## [YOUR ASSIGNMENT]
Pull out each line of the records holding the string "that".

........

PR #941, opened 2022-07-16
Improve docs for Cloudflare Tunnel setup

MiguelGuthridge:
I ran into an issue during my setup where I set up my Cloudflare Tunnel's configuration to point to `https://localhost:11000` instead of `http://localhost:11000` (due to another program I'm using requiring the opposite). This created a multitude of issues which I found challenging to debug. 

As such, I am proposing that the configuration specifies to make the tunnel use `http` instead of `https` to avoid confusion for other users.

If maintainers think that the project would benefit from it, I can also add in an example `config.json` that others can adapt to mk the setup process simpler for those who are newer to self-hosting.


szaimen (approved):
Thanks!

........

## [ANSWER SECTION]
As such, I am proposing that the configuration specifies to make the tunnel use `http` instead of `https` to avoid confusion for other users.
If maintainers think that the project would benefit from it, I can also add in an example `config.json` that others can adapt to mk the setup process simpler for those who are newer to self-hosting.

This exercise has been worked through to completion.